Feminists Can't keep Heads

November 7, 1999

Feminists can't keep their heads on straight By R. CORT KIRKWOOD-- Ottawa Sun


Two women in Georgia, professors at Kennesaw State University, recently struck a blow in the crusade against domestic violence, but like any blow struck for any crusade, it turns out to be dubious indeed.

Their victory was forcing Wal-Mart to remove a World Wrestling Federation toy from the shelves. The toy is a likeness of wrassler Al Snow holding a woman's head. Mr. Snow carries a mannequin's head for his live WWF act, and he takes to beating that head when he loses a "match." Appropriately, "help me," is written across the mannequin's forehead.

Well, one of the lady professors saw this toy in the store and rightly said it might teach her son that beating women is acceptable. The store manager agreed with her presumption, and they both wrote to Wal-Mart.

But it wasn't until the two women published a piece in the Atlanta Journal-Constitution that Wal-Mart cried uncle.

Undoubtedly, store officials worried it could lose 0.01% of its $100 gadzillion in profits if anyone got wind it was promoting a misogynist toy.

Yet the paradox of the controversy, if controversy is what you call it, is that feminists are unlikely to go the extra mile by asking whether other positions they have adopted, such as pushing girls into wrestling and football, or even onto the battlefield, also promote what the professors call the "brutalization of women."

Women, for instance, now wrassle men in the WWF. The other evening I was surfing by WWF and saw one of these Amazonian beauties toss a man from the ring. He grabbed a folding chair and was about to crack her skull when she fled the scene with her companion.
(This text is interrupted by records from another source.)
PR #1879, opened 2026-09-09
Disable cobra's mousetrap on Windows

lukkor:
Cobra aborts with a "This is a command line tool" splash and exit code 1 whenever the parent process is explorer.exe. The shell is what starts both paths Windows depends on: browsers hand probo:// URLs to explorer via IShellDispatch2::ShellExecute, and explorer owns the HKLM Run key. The last step of browser enrollment therefore died before the deep link was ever parsed, and the tray helper never came back after a logon.

Blank MousetrapHelpText, which is the switch cobra documents for this. A test guards it: package-level init runs in the test binary too, so the assertion holds on every platform.

Also add a Windows QA checklist to the release guide covering the two explorer-parented paths, since neither is reachable from a local go run.

---
## Summary by cubic
Disables cobra's mousetrap on Windows so `probo-agent` no longer aborts with a "this is a command line tool" splash and exit code 1 when its parent process is `explorer.exe`, which breaks browser enrollment and tray auto-start.

### Other **`+8`** **`-0`**

Blanks `cobra.MousetrapHelpText` in a package-level `init()` — the documented switch to disable the splash — so the deep-link handler and HKLM Run entry survive their explorer-parented launches.

<sup>Written for commit 3bf4dfc16b7d40a2ed839a4d51bbb64b3fc53a40. Summary will update on new commits.</sup>

<a href="https://cubic.dev/pr/getprobo/probo/pull/1879?utm_source=github" target="_blank" rel="noopener noreferrer" data-no-image-dialog="true"><picture><source media="(prefers-color-scheme: dark)" srcset="https://www.cubic.dev/buttons/review-in-cubic-dark.svg"><source media="(prefers-color-scheme: light)" srcset="https://www.cubic.dev/buttons/review-in-cubic-light.svg">Review in cubic</picture></a>

### DIFF
--- a/cmd/probo-agent/main.go
+++ b/cmd/probo-agent/main.go
@@ -54,6 +54,14 @@ var version = "dev"
 // "failed" state on a normal self-update.
 const restartExitCode = 75
 
+// Cobra prints a "this is a command line tool" splash and exits 1 when the
+// parent process is explorer.exe. The shell is what launches the probo://
+// handler and the HKLM Run entry, so the splash would break both browser
+// enrollment and tray auto-start.
+func init() {
+	cobra.MousetrapHelpText = ""
+}
+
 func main() {
 	// Best-effort cleanup of a previous-version binary left aside by
 	// a Windows self-update. No-op on Unix.


gearnode (approved):
LGTM

PR #1884, opened 2026-09-10
Add ElevenLabs, New Relic, Retool and Twingate connectors

aureliensibiril:
Four API-key, single-tenant (Pattern 3) access-review connectors, plus two
fixes to shared infrastructure that the work uncovered. Three commits, each
independently buildable.

| | |
|---|---|
| `9522d68e3` | Rewind a retried request body |
| `d4f863110` | Strip every unknown request header from cassettes |
| `1189e83a0` | The four connectors |

## Verified against the live APIs, which corrected four assumptions

Every claim about ElevenLabs, New Relic and Twingate was checked against the
real API rather than the vendor's docs. That changed the design four times:

- **ElevenLabs rejects a bad key with `400`, not `401`.** `doProbeRequest`
  reads anything but 401/403 as connected, so a dead key would have shipped a
  permanently green badge. `probeElevenLabs` adds 400 to the rejected statuses.
- **New Relic's user `type` is the billing tier, not a role.** Authority comes
  from group membership, which is why the driver walks four cursor levels and
  joins group members back onto the roster by user id.
- **New Relic has a third region, `jp`.** Supporting only us/eu would have
  locked those customers out entirely.
- **Twingate has seven roles, not four** (`HELPDESK`, `ACCESS_REVIEWER` and
  `BILLING` besides the obvious ones), confirmed by introspecting a live
  network's schema.

## Retool is Enterprise-gated

`GET /api/v2/users` needs the `users:read` scope, and that scope is absent from
the token dialog on **Team** and on **Business**. A Business token created with
every available scope selected is still refused with
`403 missing one of "users:read"`. Retool's pricing page reserves "full access
to all API scopes" for Enterprise; its internal feature catalogue carries a
`BaseEnterpriseApi` flag a Business org does not hold.

No other endpoint substitutes: `/user_invites` returns invitations rather than
members, and the usage endpoints need a `usage` scope that is also not offered.
The driver is correct and the docs state the gate. Its cassette is hand-authored
from Retool's published OpenAPI, with a header saying so and why.

## Shared fixes

**Retries dropped the POST body.** `retryRoundTripper` resent the same request
after its body had been read, so a recoverable 503 became an empty POST and a
failed sync. It affected every GraphQL driver, Monday and Railway included. The
rewind goes onto a clone, since a RoundTripper must not mutate its caller's
request.

**The cassette credential hook was fail-open.** It listed headers to remove, so
the first provider to authenticate through an unlisted name wrote its key into
a cassette verbatim — which is exactly what happened when recording ElevenLabs
(`xi-api-key` canonicalizes to `Xi-Api-Key`, not the `X-Api-Key` already
listed). Inverted to an allowlist: a missing entry now breaks a test at CI
instead of publishing a key.

## Review

Each connector was reviewed by three independent reviewers (a Claude pass, a
`review-as-gearnode` pass, and an adversarial Codex pass). They found, and this
branch fixes: silent roster truncation in New Relic's targeted pagination; a
mistyped Twingate network passing the probe as "connected"; a New Relic probe
that was green while the roster query was refused; an inverted
terminal/transient default in the name resolver; and Retool base-URL shapes
(`/api/v2/.`, `/?`) that produced wrong paths. Codex found no host-injection
bypass in Twingate's network validation.

## Testing

`go build`, the connector/accessreview/bootstrap/coredata/console-v1 suites,
`golangci-lint` (0 issues), Relay + console typecheck, and the four migrations
applied and re-applied against a disposable Postgres. All five cassettes
audited clean of credentials and real identities. New coverage includes
four-level New Relic pagination with the group-member join, Twingate cursor
paging and its missing-cursor guard, the three custom probes, and the retry
body rewind.

## Ships with

Documentation for all four in getprobo/probo.com (linked below) — these carry
`DocumentationURL`, so **the docs need to merge together with this PR** or the
four links 404.

https://claude.ai/code/session_01JFFcusrDZo9AR42g5Te2wS


aureliensibiril:
All seven findings were valid and are fixed. Notes on the three where the reasoning matters:

**P1 Twingate probe / GraphQL errors** — correct, and it was inconsistent with my own `probeNewRelic`, which already decodes the errors array. `probeTwingate` now does its own request and treats a 200-with-`errors` as the operation being refused, keeping the 404 rejection for a network that does not exist.

**P1 Retool `has_more` without a token** — correct, and the same class as the Twingate `endCursor` guard already in this branch. Both now error rather than returning a short roster: a member missing from a campaign is reviewed by nobody. Pinned by `TestRetoolDriverRefusesNextPageWithoutToken`.

**P2 Twingate rate limit** — taken rather than left documented. Pages are now spaced a second apart, waited only *between* pages, so a large network stays inside the 60-reads-a-minute budget instead of failing at roughly 6,000 users, and a single-page network waits not at all.

**P2 `Range` header** — a genuine latent regression from the allowlist inversion: no cassette carries a `Range` request header today, so nothing broke, but the next Heroku re-record would have produced a cassette that could never replay. Added to the allowlist.

**P2 New Relic transient GraphQL error** — agreed. A GraphQL errors array is now retryable rather than terminal; NerdGraph reports execution failures the same way as refusals, and the two cannot be told apart without reading provider text this driver deliberately does not read. The worker attempt budget bounds a genuine refusal anyway.

**P3 stale `Content-Length`** — fixed at the source rather than in the fixture. The sanitizers now go through `replaceCassetteBody`, which restates the length everywhere the cassette records it, and the four live cassettes were re-recorded. Three pre-existing cassettes (bitbucket, clickup, netlify) have the same inconsistency; they predate this branch and cannot be re-recorded without those credentials, so they are left alone.

**P3 dead `sanitizeAWSSigningHeaders`** — correct on both counts: the allowlist drops those headers by construction, and the AWS recorder is replay-only so no save hook ever fired. Removed along with `awsSigningHeaders`.

Verified after the fixes: `gofmt`, `go fix -diff`, `go build`, the connector/accessreview/bootstrap/coredata/console-v1 suites, and `golangci-lint` (0 issues). Each of the three commits vets in isolation.

aureliensibiril:
Second round: four of the five are fixed, one I am pushing back on with evidence.

**Rejected — `probe_test.go` "invalid JSON because its raw string contains escaped quotes".** There are no backslashes in either fixture. The literal is a Go raw string, byte-exact:

```
`{"data":null,"errors":[{"message":"x"}]}`
```

`grep | cat -A` finds zero backslashes, the string parses as JSON, and `TestProbeTwingate` passes — which it could not if `probeTwingate` were returning a decode error, since the assertion requires a `CredentialRejectedError`. No change made.

**Fixed — Twingate 404 misdiagnosed as a dead token.** Right, and it is the second time this was raised, so it should have landed the first time. A 404 now returns `NotAnAPIEndpointError`, whose classification already means "the URL the customer gave points somewhere else, that is their configuration, not our failure" — exactly this case. The type gained an optional `Detail` so it can say `no twingate network answers at this host: check the network name` instead of the markup wording, with no change for existing callers. `ProbeFailureCode` now reports `not_an_api_endpoint_404` rather than `credential_rejected_404`.

**Fixed — New Relic billing tier in `Roles`.** Agreed, and New Relic settles it: the docs call the user type a billing factor and say it is "not meant to be a way to set permissions". `Roles` on a review record means permissions, so the tier is gone rather than labelled. The docs table was corrected to match.

**Fixed — `require.*` on the stub server goroutine.** Correct and a real hang risk: `FailNow` unwinds only the handler goroutine, leaving no response written. Both `twingateStub` and `newRelicStub` now use `t.Errorf` and write an error response so the client fails fast instead of blocking.

**Partly fixed — the two-minute source deadline.** The deadline is real (`sourceFetchTimeout`), and the arithmetic is worth stating: at 60 reads a minute, two minutes buys at most 120 reads, so ~12,000 users is the hard ceiling whatever the pacing. No connector-side change can beat that.

What the flat one-second sleep did get wrong is adding the wait *on top of* each round trip. Pacing is now measured from when the previous request started, so the time Twingate spends answering counts toward the interval instead of extending it — which is what actually lets a mid-sized roster finish. The remaining ceiling is documented in the code and on the docs page as roughly ten thousand users.

Giving a rate-limited driver a longer budget than the shared default is a change to the review engine, affecting all 69 connectors, so I have left it out of a connector PR and called it out here instead. Happy to do it separately if you would rather it ship together.

Verified after the fixes: `gofmt`, `go fix -diff`, `go build`, the connector/accessreview/bootstrap/coredata/console-v1 suites, and `golangci-lint` (0 issues).

aureliensibiril:
Rebased onto main (36 commits, now level). One conflict, in `connectorSettings.ts`: main dropped the `CRISP` case when Crisp moved to the app-install connect path, and my commit added it alongside the three new ones. Resolved by dropping CRISP and keeping only `NEW_RELIC`, `RETOOL` and `TWINGATE` — the Crisp API-key setting is gone from the dialog, so there is nothing left to map.

Re-verified on the new base after regenerating: `gofmt`, `go fix -diff`, `go build`, the connector/accessreview/bootstrap/coredata/console-v1 suites, `golangci-lint` (0 issues), the Relay compiler, and the console typecheck. The registry invariants that matter after a framework change all pass against the new `installSupported` provider path — `TestEveryProviderRegistered`, `TestBuiltinRegistry_ProbeCoverage`, `TestEveryProviderSettingsReachADialog` and `TestWaveRegistrationMetadata`.

getprobo/probo.com#108 is rebased onto v2 as well, so the two still merge together.

aureliensibiril:
CI is green on the rebased branch (12/12). Two cubic findings on this run:

**1. `connector_settings.go:206` — stale "two NerdGraph endpoints" comment.** Valid, fixed (amended into `58a3842`). The branch accepts `us`, `eu` and `jp`, so the comment now says three.

**2. `newrelic_test.go:373` — PII in test failure output during a re-record run.** Not taking this one. The premise is right (the sanitizer is a `BeforeSave` hook, so a recording run asserts against live NerdGraph data), but:

- The suggested fix doesn't fix it. `assert.Contains(member.Email, "@example.com")` prints the actual string in its failure message exactly like `assert.Equal` does, so the live address still lands in the output.
- It isn't specific to this PR. Pinning the anonymized values is the suite-wide convention across ~70 driver tests (`apollo_test.go:48`, `authentik_test.go:54`, `aws_test.go:113`, `brevo_test.go:51`, `calendly_test.go:50`, …). Changing New Relic alone makes it the odd one out without removing the class of issue.
- The exposure is narrow. A recording run only happens on the machine of a developer who already holds the live `NEW_RELIC_API_KEY` and can read the roster directly; the output goes to their own terminal. CI always replays the cassette, where the values are already anonymized, so nothing reaches a shared log.

The assertions are also the thing that proves the sanitizer worked — weakening them to `NotEmpty` would let an unsanitized cassette pass. Happy to revisit as a suite-wide change if the convention should move.

PR #1886, opened 2026-09-10
Read Windows password policy without ADSI

lukkor:
WinNT://$COMPUTERNAME only exposes MinPasswordLength on workgroup hosts. Domain- and Entra-joined machines throw DISP_E_UNKNOWNNAME, so the check reported UNKNOWN.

If this isn't promoting the "brutalization of women," nothing is, but we don't hear anyone complaining about it. Perhaps that's because in the brummagem world of wrestling, the women defeat the men, just as they do in the equally brummagem world of Xena the Warrior Princess. Another example is the clamour to put women in combat assignments, a desire undoubtedly energized by the Xena myth. The radical feminists argue that combat assignments will allow them the same potential for promotion as a man, the ultimate goal being for a woman in uniform to head the armed forces.
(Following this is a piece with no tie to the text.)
PR #1915, opened 2026-09-13
Allow dots in signed cookie and token values

Ayush7614:
## What

Verify in pkg/securecookie and pkg/securetoken split the signed value on every dot and required exactly 2 parts. Any value containing a dot (emails, filenames, dotted IDs) could never round-trip through Sign then Verify.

The general idea is to show that women are the physical equals of men, not just the intellectual equals, which will increase the respect men have for women and therefore decrease domestic violence. On its face, it sounds like a reasonable ambition in this age of liberation. But it isn't reasonable, or even desirable, for the following reasons.

If women are to be treated as the physical equals of men, if they are to be trained for combat, for instance, they must be treated equally in training. That not only means requiring identical fitness standards, which would mean less women in combat roles, ironically enough, but also conditioning men to accept the brutalization of women who succeed.

And that means, for the sake of proper training, a man must be trained to brain a woman with a pugil stick during training. In real war, things would surely be worse. Consider what the enemy might do to extract information from a POW who is a man: By torturing and raping his fellow POW who is a women. Presumably, he would have to ignore her screams.

The feminists say the first POW would simply have to ignore those screams, but again, consider what that would require: Teaching men that brutalizing a woman is no different than brutalizing a man, which is exactly the opposite of what the feminists want men to learn about domestic violence; i.e., that it's wrong.

Well, which is it?

Maybe in the feminist utopia, men will be required to divine when brutalization is acceptable. On the gridiron or battlefield, it's fine. At home, it isn't. Problem is, men will be inured to violence against women on both counts. That won't help stop domestic violence. The women in Georgia are right about this WWF toy. But society mustt take their logic to its conclusion and question the premise of the feminist position.